# Exercise aim
The required output is the exact run of lines below that opens at the line with "-func (c *dockerClient) detectProperties()" and closes at the line with "return false".

# Records for processing
PR #43, opened 2016-07-18
WIP types: use context.Context for public API

runcom:
This patch adds a `context.Context` argument to every public function we export in our public types.
Why?
We provide a library which makes http calls to remote services which can timeout indefinitely or more than how long the user of our library is willing to wait (or is expected to).
There's an important Go concurrency pattern which is in use in the http.Request object. Specifically the Request object provides a _Cancel_ struct which is a channel that whenever is closed the request/response is closed accordingly. So, a user can provide his own context and do his stuff in the caller and if needed close the underlying http resource at his will w/o leaking anything.
As a plus, context.Context is being moved to the standard library in Go 1.7 and it's already widely accepted to have it as the first arg of public functions (see Docker, Protobuf, Docker/distribution.. and many more)

More info here:
https://blog.golang.org/context
https://blog.cloudflare.com/the-complete-guide-to-golang-net-http-timeouts/

Signed-off-by: Antonio Murdaca runcom@redhat.com

PR #316, opened 2017-07-28
allow to use context for getting signatures

mfojtik:
@mtrmac @runcom since we plan to use the containers/image for downloading signatures from external location, we want to wrap every HTTP request to any location with `context.Context` that allows to set timeouts and deadlines for the request (so we won't open a request to a black hole, etc.)

i don't want to sweep all containers/image code and address all cases for now (but somebody should ;-) just plumb the code we currently need for https://github.com/openshift/origin/pull/15494

@smarterclayton FYI

### DIFF
--- a/directory/directory_test.go
+++ b/directory/directory_test.go
@@ -2,6 +2,7 @@ package directory
 
 import (
 	"bytes"
+	"context"
 	"io/ioutil"
 	"os"
 	"testing"
@@ -145,7 +146,7 @@ func TestGetPutSignatures(t *testing.T) {
 	src, err := ref.NewImageSource(nil, nil)
 	require.NoError(t, err)
 	defer src.Close()
-	sigs, err := src.GetSignatures()
+	sigs, err := src.GetSignatures(context.Background())
 	assert.NoError(t, err)
 	assert.Equal(t, signatures, sigs)
 }
--- a/docker/docker_client.go
+++ b/docker/docker_client.go
@@ -1,6 +1,7 @@
 package docker
 
 import (
+	"context"
 	"crypto/tls"
 	"encoding/base64"
 	"encoding/json"
@@ -254,24 +255,25 @@ func newDockerClient(ctx *types.SystemContext, ref dockerReference, write bool, 
 
 // makeRequest creates and executes a http.Request with the specified parameters, adding authentication and TLS options for the Docker client.
 // The host name and schema is taken from the client or autodetected, and the path is relative to it, i.e. the path usually starts with /v2/.
-func (c *dockerClient) makeRequest(method, path string, headers map[string][]string, stream io.Reader) (*http.Response, error) {
-	if err := c.detectProperties(); err != nil {
+func (c *dockerClient) makeRequest(ctx context.Context, method, path string, headers map[string][]string, stream io.Reader) (*http.Response, error) {
+	if err := c.detectProperties(ctx); err != nil {
 		return nil, err
 	}
 
 	url := fmt.Sprintf("%s://%s%s", c.scheme, c.registry, path)
-	return c.makeRequestToResolvedURL(method, url, headers, stream, -1, true)
+	return c.makeRequestToResolvedURL(ctx, method, url, headers, stream, -1, true)
 }
 
 // makeRequestToResolvedURL creates and executes a http.Request with the specified parameters, adding authentication and TLS options for the Docker client.
 // streamLen, if not -1, specifies the length of the data expected on stream.
 // makeRequest should generally be preferred.
 // TODO(runcom): too many arguments here, use a struct
-func (c *dockerClient) makeRequestToResolvedURL(method, url string, headers map[string][]string, stream io.Reader, streamLen int64, sendAuth bool) (*http.Response, error) {
+func (c *dockerClient) makeRequestToResolvedURL(ctx context.Context, method, url string, headers map[string][]string, stream io.Reader, streamLen int64, sendAuth bool) (*http.Response, error) {
 	req, err := http.NewRequest(method, url, stream)
 	if err != nil {
 		return nil, err
 	}
+	req = req.WithContext(ctx)
 	if streamLen != -1 { // Do not blindly overwrite if streamLen == -1, http.NewRequest above can figure out the length of bytes.Reader and similar objects without us having to compute it.
 		req.ContentLength = streamLen
 	}
@@ -323,7 +325,7 @@ func (c *dockerClient) setupRequestAuth(req *http.Request) error {
 				}
 				service, _ := challenge.Parameters["service"] // Will be "" if not present
 				scope := fmt.Sprintf("repository:%s:%s", c.scope.remoteName, c.scope.actions)
-				token, err := c.getBearerToken(realm, service, scope)
+				token, err := c.getBearerToken(req.Context(), realm, service, scope)
 				if err != nil {
 					return err
 				}
@@ -340,11 +342,12 @@ func (c *dockerClient) setupRequestAuth(req *http.Request) error {
 	return nil
 }
 
-func (c *dockerClient) getBearerToken(realm, service, scope string) (*bearerToken, error) {
+func (c *dockerClient) getBearerToken(ctx context.Context, realm, service, scope string) (*bearerToken, error) {
 	authReq, err := http.NewRequest("GET", realm, nil)
 	if err != nil {
 		return nil, err
 	}
+	authReq = authReq.WithContext(ctx)
 	getParams := authReq.URL.Query()
 	if service != "" {
 		getParams.Add("service", service)
@@ -447,14 +450,14 @@ func getAuth(ctx *types.SystemContext, registry string) (string, string, error) 
 
 // detectProperties detects various properties of the registry.
 // See the dockerClient documentation for members which are affected by this.
-func (c *dockerClient) detectProperties() error {
+func (c *dockerClient) detectProperties(ctx context.Context) error {
 	if c.scheme != "" {
 		return nil
 	}
 
 	ping := func(scheme string) error {
 		url := fmt.Sprintf(resolvedPingV2URL, scheme, c.registry)
-		resp, err := c.makeRequestToResolvedURL("GET", url, nil, nil, -1, true)
+		resp, err := c.makeRequestToResolvedURL(ctx, "GET", url, nil, nil, -1, true)
 		logrus.Debugf("Ping %s err %#v", url, err)
 		if err != nil {
 			return err
@@ -481,7 +484,7 @@ func (c *dockerClient) detectProperties() error {
 		// best effort to understand if we're talking to a V1 registry
 		pingV1 := func(scheme string) bool {
 			url := fmt.Sprintf(resolvedPingV1URL, scheme, c.registry)
-			resp, err := c.makeRequestToResolvedURL("GET", url, nil, nil, -1, true)
+			resp, err := c.makeRequestToResolvedURL(ctx, "GET", url, nil, nil, -1, true)
 			logrus.Debugf("Ping %s err %#v", url, err)
 			if err != nil {
 				return false
@@ -506,9 +509,9 @@ func (c *dockerClient) detectProperties() error {
 
 // getExtensionsSignatures returns signatures from the X-Registry-Supports-Signatures API extension,
 // using the original data structures.
-func (c *dockerClient) getExtensionsSignatures(ref dockerReference, manifestDigest digest.Digest) (*extensionSignatureList, error) {
+func (c *dockerClient) getExtensionsSignatures(ctx context.Context, ref dockerReference, manifestDigest digest.Digest) (*extensionSignatureList, error) {
 	path := fmt.Sprintf(extensionsSignaturePath, reference.Path(ref.ref), manifestDigest)
-	res, err := c.makeRequest("GET", path, nil, nil)
+	res, err := c.makeRequest(ctx, "GET", path, nil, nil)
 	if err != nil {
 		return nil, err
 	}
--- a/docker/docker_image.go
+++ b/docker/docker_image.go
@@ -1,6 +1,7 @@
 package docker
 
 import (
+	"context"
 	"encoding/json"
 	"fmt"
 	"net/http"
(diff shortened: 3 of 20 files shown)


mtrmac:
ACK, something like that needs to happen, but `context.Context` is weird to have in `SystemContext`, I’d prefer to do that sweep to changing the API later. I'll see what I can do.

You only care about `ImageSource` for now, is that correct?

mfojtik:
@mtrmac yes, that is correct. I can add this as new argument for `reference.NewImageSource` but I didn't want to break the API.

mtrmac:
(BTW if you are planning to carry this patch, there are more places that need to be patched: `makeRequestToResolvedURL` and `getBearerToken`.)

mtrmac:
> I can add this as new argument for reference.NewImageSource but I didn't want to break the API.

https://golang.org/pkg/context/ says
> Do not store Contexts inside a struct type; instead, pass a Context explicitly to each function that needs it.

so this would be an even bigger API break.

Oh well, we can do it, or perhaps add …`WithContext` methods to the interface —  but I guess I’d prefer the API break for now; we don’t have a documented ABI commitment (@runcom WDYT?).

(For reference, previous stab at this: https://github.com/containers/image/pull/43 )

runcom:
Right we don't have an API commitment yet so I'm fine adding CTX to the first argument of interfaces so we'll be more idiomatic. I had started doing this somewhere in another PR also but not sure where it went. 

I'm +1 here

mfojtik:
i'm fine with adding `.WithContext()` into interfaces

mfojtik:
(for now we only care about signatures, so I can plumb that, leaving you guys with the rest ;-)

mfojtik:
@mtrmac @runcom my last commit add `context.Context` to the codepath we need in origin to get the autoimport of signatures done. I left bunch of TODO's for methods that have to be plumbed.

PTAL

directory/directory_test.go
```diff
@@ -145,7 +145,7 @@ func TestGetPutSignatures(t *testing.T) {
 	src, err := ref.NewImageSource(nil, nil)
 	require.NoError(t, err)
 	defer src.Close()
-	sigs, err := src.GetSignatures()
+	sigs, err := src.GetSignatures(nil)
```
runcom: I believe we want to pass `context.TODO` here even if this is a test (or context.Background better)

docker/docker_client.go
```diff
@@ -254,24 +255,27 @@ func newDockerClient(ctx *types.SystemContext, ref dockerReference, write bool,
 
 // makeRequest creates and executes a http.Request with the specified parameters, adding authentication and TLS options for the Docker client.
 // The host name and schema is taken from the client or autodetected, and the path is relative to it, i.e. the path usually starts with /v2/.
-func (c *dockerClient) makeRequest(method, path string, headers map[string][]string, stream io.Reader) (*http.Response, error) {
+func (c *dockerClient) makeRequest(ctx context.Context, method, path string, headers map[string][]string, stream io.Reader) (*http.Response, error) {
 	if err := c.detectProperties(); err != nil {
```
runcom: This function also needs ctx

docker/docker_client.go
```diff
@@ -254,24 +255,27 @@ func newDockerClient(ctx *types.SystemContext, ref dockerReference, write bool,
...
 // streamLen, if not -1, specifies the length of the data expected on stream.
 // makeRequest should generally be preferred.
 // TODO(runcom): too many arguments here, use a struct
-func (c *dockerClient) makeRequestToResolvedURL(method, url string, headers map[string][]string, stream io.Reader, streamLen int64, sendAuth bool) (*http.Response, error) {
+func (c *dockerClient) makeRequestToResolvedURL(ctx context.Context, method, url string, headers map[string][]string, stream io.Reader, streamLen int64, sendAuth bool) (*http.Response, error) {
 	req, err := http.NewRequest(method, url, stream)
 	if err != nil {
 		return nil, err
 	}
+	if ctx != nil {
```
runcom: We should make sure context is either todo or background here so I'll drop this if.
req.WithContext can accept nil?

docker/docker_client.go
```diff
@@ -454,7 +458,8 @@ func (c *dockerClient) detectProperties() error {
 
 	ping := func(scheme string) error {
 		url := fmt.Sprintf(resolvedPingV2URL, scheme, c.registry)
-		resp, err := c.makeRequestToResolvedURL("GET", url, nil, nil, -1, true)
+		// FIXME: Pass the context.Context
+		resp, err := c.makeRequestToResolvedURL(nil, "GET", url, nil, nil, -1, true)
```
runcom: Use context.TODO or Background

docker/docker_image.go
```diff
@@ -41,7 +41,8 @@ func (i *Image) SourceRefFullName() string {
 // GetRepositoryTags list all tags available in the repository. Note that this has no connection with the tag(s) used for this specific image, if any.
 func (i *Image) GetRepositoryTags() ([]string, error) {
 	path := fmt.Sprintf(tagsPath, reference.Path(i.src.ref.ref))
-	res, err := i.src.c.makeRequest("GET", path, nil, nil)
+	// FIXME: Pass the context.Context
+	res, err := i.src.c.makeRequest(nil, "GET", path, nil, nil)
```
runcom: TODO or Background

docker/docker_client.go
mfojtik: req.WithContext can't accept nil unfortunatelly

mfojtik:
@runcom all fixed :)

docker/docker_client.go
runcom: Yes please :)

mfojtik:
@mtrmac @runcom why are the travis tests broken? ;-) doesn't seems this broken them

runcom:
@mfojtik you need to sign your commits (`git commit -s`)

mfojtik:
@runcom i'm sure they are signed :-)

runcom:
@mfojtik Verified means GPG signed, you need "Signed-by"

mfojtik:
@runcom the bot still does not like me :/

runcom:
seems like everything's ok now

runcom:
you just need to rebase this I guess

mfojtik:
@runcom already did :)

mfojtik:
ok weird... i must have the link to travis cached... all green now. guess this is ready for shipping?

runcom:
LGTM but we also need @mtrmac review :)

storage/storage_image.go
```diff
@@ -537,8 +538,9 @@ func (s *storageImageSource) GetTargetManifest(digest ddigest.Digest) (manifestB
 	return nil, "", ErrNoManifestLists
 }
 
-func (s *storageImageSource) GetSignatures() (signatures [][]byte, err error) {
+func (s *storageImageSource) GetSignatures(ctx context.Context) (signatures [][]byte, err error) {
 	var offset int
+	// FIXME: pass the context.Context
```
mtrmac: contaiers/storage is generally dealing with local files, ignoring the `ctx` here should be fine.

openshift/openshift.go
```diff
@@ -226,7 +227,7 @@ func (s *openshiftImageSource) GetBlob(info types.BlobInfo) (io.ReadCloser, int6
 	return s.docker.GetBlob(info)
 }
 
-func (s *openshiftImageSource) GetSignatures() ([][]byte, error) {
+func (s *openshiftImageSource) GetSignatures(ctx context.Context) ([][]byte, error) {
```
mtrmac: Could this one be implemented now?

I’m perfectly fine with having `context` support missing in most of the API, but when it exists, it would be better for users if it reliably worked.

docker/docker_client.go
mtrmac: Why should this accept `nil`? `nil` is an invalid `Context` value, and callers who pass it should just crash. This PR is already touching all callers, so it can ensure that `nil` is never used.

Or am I missing anything?

docker/docker_client.go
```diff
@@ -447,14 +453,15 @@ func getAuth(ctx *types.SystemContext, registry string) (string, string, error)
...
+func (c *dockerClient) detectProperties(ctx context.Context) error {
 	if c.scheme != "" {
 		return nil
 	}
 
 	ping := func(scheme string) error {
 		url := fmt.Sprintf(resolvedPingV2URL, scheme, c.registry)
-		resp, err := c.makeRequestToResolvedURL("GET", url, nil, nil, -1, true)
+		// FIXME: Pass the context.Context
+		resp, err := c.makeRequestToResolvedURL(ctx, "GET", url, nil, nil, -1, true)
```
mtrmac: The FIXME seems to already have been resolved.

docker/docker_client.go
```diff
@@ -254,24 +255,29 @@ func newDockerClient(ctx *types.SystemContext, ref dockerReference, write bool,
...
+func (c *dockerClient) makeRequestToResolvedURL(ctx context.Context, method, url string, headers map[string][]string, stream io.Reader, streamLen int64, sendAuth bool) (*http.Response, error) {
 	req, err := http.NewRequest(method, url, stream)
 	if err != nil {
 		return nil, err
 	}
+	if ctx != nil {
+		req = req.WithContext(ctx)
+	} else {
+		req = req.WithContext(context.Background())
+	}
```
mtrmac: Below this, `setupRequestAuth` and `getBearerToken` also need `Context` support.

docker/docker_client.go
```diff
@@ -481,7 +488,8 @@ func (c *dockerClient) detectProperties() error {
 		// best effort to understand if we're talking to a V1 registry
 		pingV1 := func(scheme string) bool {
 			url := fmt.Sprintf(resolvedPingV1URL, scheme, c.registry)
-			resp, err := c.makeRequestToResolvedURL("GET", url, nil, nil, -1, true)
+			// FIXME: Pass the context.Context
+			resp, err := c.makeRequestToResolvedURL(ctx, "GET", url, nil, nil, -1, true)
```
mtrmac: The FIXME seems to already have been resolved.

docker/docker_image_dest.go
```diff
@@ -132,7 +133,7 @@ func (d *dockerImageDestination) PutBlob(stream io.Reader, inputInfo types.BlobI
 	// FIXME? Chunked upload, progress reporting, etc.
 	uploadPath := fmt.Sprintf(blobUploadPath, reference.Path(d.ref.ref))
 	logrus.Debugf("Uploading %s", uploadPath)
-	res, err := d.c.makeRequest("POST", uploadPath, nil, nil)
+	res, err := d.c.makeRequest(context.Background(), "POST", uploadPath, nil, nil)
```
mtrmac: All of the `.Background()` in this file should be `.TODO()` AFAICT.

docker/docker_image_dest.go
```diff
@@ -396,7 +397,7 @@ func (d *dockerImageDestination) putSignaturesToAPIExtension(signatures [][]byte
 	// always adds signatures.  Eventually we should also allow removing signatures,
 	// but the X-Registry-Supports-Signatures API extension does not support that yet.
 
-	existingSignatures, err := d.c.getExtensionsSignatures(d.ref, d.manifestDigest)
+	existingSignatures, err := d.c.getExtensionsSignatures(nil, d.ref, d.manifestDigest)
```
mtrmac: `context.TODO()`, not `nil`, please.

docker/docker_image_src.go
```diff
@@ -192,23 +193,23 @@ func (s *dockerImageSource) GetBlob(info types.BlobInfo) (io.ReadCloser, int64,
...
 	default:
 		return [][]byte{}, nil
 	}
 }
 
 // getSignaturesFromLookaside implements GetSignatures() from the lookaside location configured in s.c.signatureBase,
 // which is not nil.
-func (s *dockerImageSource) getSignaturesFromLookaside() ([][]byte, error) {
+func (s *dockerImageSource) getSignaturesFromLookaside(ctx context.Context) ([][]byte, error) {
 	if err := s.ensureManifestIsLoaded(); err != nil {
```
mtrmac: `ensureManifestIsLoaded` also needs to handle `ctx`.

docker/docker_image_src.go
```diff
@@ -254,7 +255,14 @@ func (s *dockerImageSource) getOneSignature(url *url.URL) (signature []byte, mis
 
 	case "http", "https":
 		logrus.Debugf("GET %s", url)
-		res, err := s.c.client.Get(url.String())
+		req, err := http.NewRequest("GET", url.String(), nil)
+		if err != nil {
+			return nil, false, err
+		}
+		if ctx != nil {
```
mtrmac: Drop this conditional please; `ctx == nil` is invalid.

openshift/openshift.go
mfojtik: I think containers/image should switch to use the client-go from openshift as external dependency once we cut that out. In that case the context will be available.
This change was just to satisfy the interface.

mfojtik:
@mtrmac all comments addressed

TomSweeneyRedHat:
@mfojtik looks like a rebase is needed.

docker/docker_image_src.go
```diff
@@ -150,7 +151,7 @@ func (s *dockerImageSource) getExternalBlob(urls []string) (io.ReadCloser, int64
 		err  error
 	)
 	for _, url := range urls {
-		resp, err = s.c.makeRequestToResolvedURL("GET", url, nil, nil, -1, false)
+		resp, err = s.c.makeRequestToResolvedURL(context.Background(), "GET", url, nil, nil, -1, false)
```
mtrmac: `context.TODO()`, not `.Background()`, everywhere in this file

openshift/openshift.go
mtrmac: In the mean time we would still have unreliable API, that’s not great. I’ll take a stab at this.

(As for using the OpenShift client, that would be great (I extracting those thousand lines in `openshift-copies.go` was annoying and by now it’s probably pretty behind the original, and I do hate the duplication), but the two times this was attempted, it added 60? MB to the size of skopeo, which is just too much.)

mtrmac: @mfojtik added in https://github.com/mtrmac/image/tree/add-context-openshift , can you add that into this PR?

(Disclaimer: I’m still on Go 1.6, so this is untested. I’ll have to update ~immediately, I know.)

mfojtik: added your commit.

mfojtik:
@mtrmac updated, PTAL

TomSweeneyRedHat:
LGTM fwiw.

mtrmac:
:+1:

@mfojtik Thanks; one last update after #320 , please.

mfojtik:
@mtrmac updated, lets wait for tests to pass

mfojtik:
@runcom guess this one is now good for shipping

# Written response
-func (c *dockerClient) detectProperties() error {
+func (c *dockerClient) detectProperties(ctx context.Context) error {
 	if c.scheme != "" {
 		return nil
 	}
 
 	ping := func(scheme string) error {
 		url := fmt.Sprintf(resolvedPingV2URL, scheme, c.registry)
-		resp, err := c.makeRequestToResolvedURL("GET", url, nil, nil, -1, true)
+		resp, err := c.makeRequestToResolvedURL(ctx, "GET", url, nil, nil, -1, true)
 		logrus.Debugf("Ping %s err %#v", url, err)
 		if err != nil {
 			return err
@@ -481,7 +484,7 @@ func (c *dockerClient) detectProperties() error {
 		// best effort to understand if we're talking to a V1 registry
 		pingV1 := func(scheme string) bool {
 			url := fmt.Sprintf(resolvedPingV1URL, scheme, c.registry)
-			resp, err := c.makeRequestToResolvedURL("GET", url, nil, nil, -1, true)
+			resp, err := c.makeRequestToResolvedURL(ctx, "GET", url, nil, nil, -1, true)
 			logrus.Debugf("Ping %s err %#v", url, err)
 			if err != nil {
 				return false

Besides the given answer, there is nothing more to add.